▸ Action item
Scan the entries below for the word "itself". Copy out every line in which it occurs.

▸ Data supplied

________________________________________

PR #3082, opened 2024-08-02
ICU-22845 Better iterations for the ICU4J UnicodeSet

mihnita:
##### Checklist

- [x] Required: Issue filed: https://unicode-org.atlassian.net/browse/ICU-22845

### DIFF
--- a/icu4j/main/core/src/main/java/com/ibm/icu/text/UnicodeSet.java
+++ b/icu4j/main/core/src/main/java/com/ibm/icu/text/UnicodeSet.java
@@ -17,7 +17,12 @@ import java.util.Collections;
 import java.util.Iterator;
 import java.util.NoSuchElementException;
 import java.util.SortedSet;
+import java.util.Spliterator;
 import java.util.TreeSet;
+import java.util.function.IntConsumer;
+import java.util.stream.IntStream;
+import java.util.stream.Stream;
+import java.util.stream.StreamSupport;
 
 import com.ibm.icu.impl.BMPSet;
 import com.ibm.icu.impl.CharacterPropertiesImpl;
@@ -278,14 +283,22 @@ import com.ibm.icu.util.VersionInfo;
  *     </tr>
  *   </table>
  * </blockquote>
- * <p>To iterate over contents of UnicodeSet, the following are available:
- * <ul><li>{@link #ranges()} to iterate through the ranges</li>
- * <li>{@link #strings()} to iterate through the strings</li>
- * <li>{@link #iterator()} to iterate through the entire contents in a single loop.
- * That method is, however, not particularly efficient, since it "boxes" each code point into a String.
+ *
+ * <p>To iterate over contents of {@code UnicodeSet}, the following are available:
+ * <ul>
+ *   <li>to iterate over the ranges: {@link #ranges()}, {@link #rangeStream()}</li>
+ *   <li>to iterate over the strings: {@link #strings()}, {@link #stringStream()}</li>
+ *   <li>to iterate over the code points: {@link #codePoints()}, {@link #codePointStream()}</li>
+ *   <li>to iterate over the entire contents in a single loop: this class itself is {@link Iterable},
+ *       or use {@link #stream()}.<br>
+ *       All of these method are, however, not particularly efficient,
+ *       since they convert each individual code point to a {@code String}.
  * </ul>
- * All of the above can be used in <b>for</b> loops.
- * The {@link com.ibm.icu.text.UnicodeSetIterator UnicodeSetIterator} can also be used, but not in <b>for</b> loops.
+ *
+ * <p>The iterators and streams methods work as expected in idiomatic Java usage.<br>
+ * The {@link UnicodeSetIterator} cannot be used in <b>for</b> loops, and it is not very Java-idiomatic, because it is old.
+ * But it might be faster in certain use cases. We recommend that you measure in performance sensitive code.<br>
+ *
  * <p>To replace, count elements, or delete spans, see {@link com.ibm.icu.text.UnicodeSetSpanner UnicodeSetSpanner}.
  *
  * @author Alan Liu
@@ -5126,6 +5139,222 @@ public class UnicodeSet extends UnicodeFilter implements Iterable<String>, Compa
         // TODO: Check if the Unicode Tools or Unicode Utilities really need this.
         CharacterPropertiesImpl.clear();
         XSYMBOL_TABLE = xSymbolTable;
+    }
+
+    /**
+     * Returns a {@link Stream} of {@link EntryRange} values from this {@code UnicodeSet}.
+     *
+     * <p><b>Warnings:</b>
+     * <ul>
+     *   <li>The {@link EntryRange} instance is the same each time; the contents are just reset.
+     *   <li>To iterate over the full contents, you have to also iterate over the strings.
+     *   <li>For speed, {@code UnicodeSet} iteration does not check for concurrent modification.<br>
+     *       Do not alter the {@code UnicodeSet} while iterating.
+     * </ul>
+     *
+     * @return a {@link Stream} of {@link EntryRange}
+     *
+     * @draft ICU 76
+     */
+    public Stream<EntryRange> rangeStream() {
+        // Must use false to never make this parallel because the iterator always returns the same EntryRange object.
+        return StreamSupport.stream(ranges().spliterator(), false);
+    }
+
+    /**
+     * Returns a {@link Stream} of {@code String} values from this {@code UnicodeSet}.
+     *
+     * <p><b>Warnings:</b>
+     * <ul>
+     *   <li>To iterate over the full contents, you have to also iterate over the ranges or code points.
+     *   <li>For speed, {@code UnicodeSet} iteration does not check for concurrent modification.<br>
+     *       Do not alter the {@code UnicodeSet} while iterating.
+     * </ul>
+     *
+     * @return a {@link Stream} of {@code String}
+     *
+     * @draft ICU 76
+     */
+    public Stream<String> stringStream() {
+        return strings().stream();
+    }
+
+    /**
+     * Returns an {@link IntStream} of Unicode code point values from this {@code UnicodeSet}.
+     *
+     * <p><b>Warnings:</b>
+     * <ul>
+     *   <li>To iterate over the full contents, you have to also iterate over the strings.
+     *   <li>For speed, {@code UnicodeSet} iteration does not check for concurrent modification.<br>
+     *       Do not alter the {@code UnicodeSet} while iterating.
+     * </ul>
+     *
+     * @return an {@link IntStream} of Unicode code point values
+     *
+     * @draft ICU 76
+     */
+    public IntStream codePointStream() {
+        return StreamSupport.intStream(new CodePointSpliterator(this), false);
+    }
+
+    /**
+     * Returns a stream of {@code String} values from this {@code UnicodeSet}.
+     *
+     * <p><b>Warnings:</b>
+     * <ul>
+     *   <li>To iterate over the full contents, you have to also iterate over the strings.
+     *   <li>For speed, {@code UnicodeSet} iteration does not check for concurrent modification.<br>
+     *       Do not alter the {@code UnicodeSet} while iterating.
+     * </ul>
+     *
+     * @return a {@link Stream} of {@code String}
+     *
+     * @draft ICU 76
+     */
+    public Stream<String> stream() {
+        return StreamSupport.stream(spliterator(), false);
+    }
+
+    /**
+     * Returns an {@link Iterable} for iteration over all the code points in this set.
+     *
+     * <p><b>Warnings:</b>
+     * <ul>
+     *   <li>This is a convenience method, but comes with a performance penalty
+     *       because it boxes {@code int} into {@code Integer}.<br>
+     *       For an efficient but old alternative use {@link UnicodeSetIterator#next()}.
+     *   <li>To iterate over the full contents, you have to also iterate over the strings.
+     *   <li>For speed, {@code UnicodeSet} iteration does not check for concurrent modification.<br>
+     *       Do not alter the {@code UnicodeSet} while iterating.
+     * </ul>
+     *
+     * @return an {@link Iterable} over all the code points
+     *
+     * @draft ICU 76
+     */
+    public Iterable<Integer> codePoints() {
+        return new CodePointIterable(this);
+    }
+
+    private class CodePointIterable implements Iterable<Integer> {
+        private final UnicodeSet unicodeSet;
+
+        CodePointIterable(UnicodeSet unicodeSet) {
+            this.unicodeSet = unicodeSet;
+        }
+
+        @Override
+        public Iterator<Integer> iterator() {
+            return new CodePointIterator(unicodeSet);
+        }
+    }
+
+    private class CodePointIterator implements Iterator<Integer> {
+        private final CodePointIteratorInt cpi;
+
+        CodePointIterator(UnicodeSet unicodeSet) {
+            cpi = new CodePointIteratorInt(unicodeSet);
+        }
+
+        @Override
+        public boolean hasNext() {
+            return cpi.hasNext();
+        }
+
+        @Override
+        public Integer next() {
+            return cpi.next();
+        }
+
+        @Override
+        public void remove() {
+            throw new UnsupportedOperationException();
+        }
+    }
+
+    private static class CodePointSpliterator implements Spliterator.OfInt {
+        private final static int CHARACTERISTICS = Spliterator.SIZED | Spliterator.ORDERED | Spliterator.DISTINCT | Spliterator.NONNULL;
+
+        private final UnicodeSet unicodeSet;
+        private final CodePointIteratorInt cpi;
+
+        CodePointSpliterator(UnicodeSet unicodeSet) {
+            this.unicodeSet = unicodeSet;
+            cpi = new CodePointIteratorInt(unicodeSet);
+        }
+
+        @Override
+        public long estimateSize() {
+            return unicodeSet.size() - unicodeSet.strings.size();
+        }
+
+        @Override
+        public int characteristics() {
+            return unicodeSet.isFrozen() ? Spliterator.IMMUTABLE | CHARACTERISTICS : CHARACTERISTICS;
+        }
+
+        @Override
+        public Spliterator.OfInt trySplit() {
+            /* From the doc:
+             *   > This method may return null for any reason, including emptiness, inability to split after
+             *   > traversal has commenced, data structure constraints, and efficiency considerations.
+             */
+            return null;
+        }
+
+        @Override
+        public boolean tryAdvance(IntConsumer action) {
+            if (action == null) {
+                throw new NullPointerException();
+            }
+
+            if (cpi.hasNext()) {
+                action.accept(cpi.next());
+                return true;
+            }
+            return false;
+        }
+    }
+
+    /**
+     * This class is optimized to iterate on code points and will be used to implement both
+     * the Iterator<Integer> (Integer, boxed value) and the Spliterator.OfInt (int primitive).
+     * It looks exactly like an Iterator<Integer>, but works on the primitive int,
+     * so it can't implement Iterator.
+     */
+    static private class CodePointIteratorInt {
+        private final int[] list;
+        private final int lastRange; 
+        private int currentRange = 0;
+        private int rangeStart;
+        private int rangeLimit;
+
+        public CodePointIteratorInt(UnicodeSet unicodeSet) {
+            this.list = unicodeSet.list;
+            lastRange = unicodeSet.len - 1;
+            currentRange = 0;
+            rangeStart = list[currentRange++];
+            if (lastRange > 0) { // not an empty list
+                rangeLimit = list[currentRange++];
+            } else {
+                rangeLimit = rangeStart; // should be HIGH, the guard value
+            }
+        }
+
+        public boolean hasNext() {
+            return rangeStart < rangeLimit || currentRange < lastRange;
+        }
+
+        public int next() {
+            if (rangeStart >= rangeLimit) {
+                if (currentRange >= lastRange) {
+                  throw new NoSuchElementException();
+                }
+                rangeStart = list[currentRange++];
+                rangeLimit = list[currentRange++];
+            }
+            return rangeStart++;
+        }
     }
 }
 //eof
--- a/icu4j/main/core/src/test/java/com/ibm/icu/dev/test/lang/UnicodeSetTest.java
+++ b/icu4j/main/core/src/test/java/com/ibm/icu/dev/test/lang/UnicodeSetTest.java
@@ -21,6 +21,7 @@ import java.util.Iterator;
 import java.util.LinkedHashSet;
 import java.util.List;
 import java.util.Map;
+import java.util.NoSuchElementException;
 import java.util.Set;
 import java.util.SortedSet;
 import java.util.StringJoiner;
@@ -60,6 +61,16 @@ import com.ibm.icu.util.OutputInt;
 public class UnicodeSetTest extends CoreTestFmwk {
 
     static final String NOT = "%%%%";
+
+    // Used to test iterators and streams
+    final static UnicodeSet[] UNICODE_SETS_TO_ITERATE = {
+            UnicodeSet.EMPTY,
+            new UnicodeSet(0, 0), // one code point, zero
+            new UnicodeSet(0x0000, 0x0010), // from zero
+            new UnicodeSet(0x10FFFF, 0x10FFFF), // one code point, max
+            new UnicodeSet(0x10FF00, 0x10FFFF), // end in max
+            populateUnicodeSet()
+    };
 
     private static final boolean isCccValue(int ccc) {
         switch (ccc) {
@@ -841,7 +852,7 @@ public class UnicodeSetTest extends CoreTestFmwk {
             }
         }
     }
-    
+
     @Test
     public void TestSetRelation() {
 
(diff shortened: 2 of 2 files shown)


mihnita:
For convenience the newly generated JavaDoc is here:
https://mihai-nita.net/shared/icu_javadoc/com/ibm/icu/text/UnicodeSet.html

---

Question: should I tag these new APIs as draft?
Or are they OK as is?

Thanks,
M.

markusicu:
> Question: should I tag these new APIs as draft? Or are they OK as is?

All public & protected APIs must have an API tag.
If they must be public or protected but are not intended for public use, then tag them as `@internal`.
Otherwise, all new APIs must be tagged with `@draft ICU 76` as usual.

icu4j/main/core/src/main/java/com/ibm/icu/text/UnicodeSet.java
```diff
@@ -278,14 +283,25 @@
...
  * </blockquote>
- * <p>To iterate over contents of UnicodeSet, the following are available:
- * <ul><li>{@link #ranges()} to iterate through the ranges</li>
- * <li>{@link #strings()} to iterate through the strings</li>
- * <li>{@link #iterator()} to iterate through the entire contents in a single loop.
- * That method is, however, not particularly efficient, since it "boxes" each code point into a String.
+ *
+ * <p>To iterate over contents of {@code UnicodeSet}, the following are available:
+ * <ul>
+ *   <li>to iterate through the ranges: {@link #ranges()}, {@link UnicodeSetIterator#nextRange()},
```
markusicu, line 289: minor: I think it's "iterate over" not "iterate through"

markusicu, line 289: minor: I would move the UnicodeSetIterator versions to the ends of each list item

icu4j/main/core/src/main/java/com/ibm/icu/text/UnicodeSet.java
```diff
@@ -278,14 +283,25 @@
...
+ *       {@link #rangeStream()}</li>
+ *   <li>to iterate through the strings: {@link #strings()}, {@link UnicodeSetIterator#next()},
+ *       {@link #stringStream()}</li>
+ *   <li>to iterate through the code points: {@link UnicodeSetIterator#next()},
+ *       {@link #codePoints()}, {@link #codePointStream()}</li>
+ *   <li>to iterate through the entire contents in a single loop: {@link #iterator()},
```
markusicu, line 295: Instead of `{@link #iterator()}` please say something like "this class itself is Iterable".

icu4j/main/core/src/main/java/com/ibm/icu/text/UnicodeSet.java
```diff
@@ -278,14 +283,25 @@
...
+ *       {@link UnicodeSetIterator#next()}, {@link #stream()}.<br>
+ *       All of these method are, however, not particularly efficient,
+ *       since they convert each individual code point to a {@code String}.
  * </ul>
- * All of the above can be used in <b>for</b> loops.
- * The {@link com.ibm.icu.text.UnicodeSetIterator UnicodeSetIterator} can also be used, but not in <b>for</b> loops.
+ *
+ * <p>The iterators and streams methods work as expected in current idiomatic Java usage.<br>
+ * The {@link UnicodeSetIterator} cannot be in <b>for</b> loops, and it is not very Java-ideomatic, because it is old.
+ * But it might be faster in certain use cases. We recommend that you measure in performance sensitive code.<br>
```
markusicu, line 303:
```suggestion
 * <p>The iterators and streams methods work as expected in idiomatic Java usage.<br>
 * The {@link UnicodeSetIterator} cannot be used in <b>for</b> loops, and it is not very Java-idiomatic, because it is old.
 * But it might be faster in certain use cases. We recommend that you measure in performance sensitive code.<br>
```

icu4j/main/core/src/main/java/com/ibm/icu/text/UnicodeSet.java
```diff
@@ -5127,5 +5143,179 @@ public static void setDefaultXSymbolTable(XSymbolTable xSymbolTable) {
...
+     * @return a {@link Stream} of {@link EntryRange}
+     */
+    public Stream<EntryRange> rangeStream() {
+        return StreamSupport.stream(ranges().spliterator(), false);
+    }
+
+    /**
+     * Returns a {@link Stream} of {@code String} values from this {@code UnicodeSet}.
+     *
+     * <p><b>Warning:</b> To iterate over the full contents, you have to also iterate over the strings.
```
markusicu, line 5166:
```suggestion
     * <p><b>Warning:</b> To iterate over the full contents, you have to also iterate over the ranges or code points.
```

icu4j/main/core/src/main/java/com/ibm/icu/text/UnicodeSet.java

________________________________________

▸ Solution to this task
+ *   <li>to iterate over the entire contents in a single loop: this class itself is {@link Iterable},
markusicu, line 295: Instead of `{@link #iterator()}` please say something like "this class itself is Iterable".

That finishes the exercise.